**Task objective:** Return each line of the listing that follows in which the string "DbGroupingRecord" can be found.

**Given records:**

PR #1204, opened 2024-09-27
fix(similarity): Add try catch around insert in grouping records

jangjodi:
Add try catch and logging for integrity error in insert grouping records

### DIFF
--- a/src/seer/grouping/grouping.py
+++ b/src/seer/grouping/grouping.py
@@ -489,7 +489,7 @@ class GroupingLookup:
                     )
                 )
                 session.commit()
-            except IntegrityError as e:
+            except IntegrityError:
                 logger.info(
                     "group_already_exists_in_seer_db",
                     extra={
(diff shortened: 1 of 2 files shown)


src/seer/grouping/grouping.py
```diff
@@ -481,12 +482,22 @@ def insert_new_grouping_record(self, issue: GroupingRequest, embedding: np.ndarr
...
-                    index_elements=(DbGroupingRecord.project_id, DbGroupingRecord.hash)
+            try:
+                session.execute(
+                    insert_stmt.on_conflict_do_nothing(
+                        index_elements=(DbGroupingRecord.project_id, DbGroupingRecord.hash)
+                    )
+                )
+                session.commit()
+            except IntegrityError:
+                logger.info(
```
JoshFerge, line 493: wanna logger.exception so it stays in sentry?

**Output for this exercise:**
-                    index_elements=(DbGroupingRecord.project_id, DbGroupingRecord.hash)
+                        index_elements=(DbGroupingRecord.project_id, DbGroupingRecord.hash)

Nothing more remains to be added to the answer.